▶ **DATA BLOCK**
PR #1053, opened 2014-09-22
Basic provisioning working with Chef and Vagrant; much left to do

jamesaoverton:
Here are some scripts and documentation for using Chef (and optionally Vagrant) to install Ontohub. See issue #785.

▶ **REQUIREMENT**
Return the listing above in full, character for character.

▶ **ANSWER TO THE EXERCISE**
PR #1053, opened 2014-09-22
Basic provisioning working with Chef and Vagrant; much left to do

jamesaoverton:
Here are some scripts and documentation for using Chef (and optionally Vagrant) to install Ontohub. See issue #785.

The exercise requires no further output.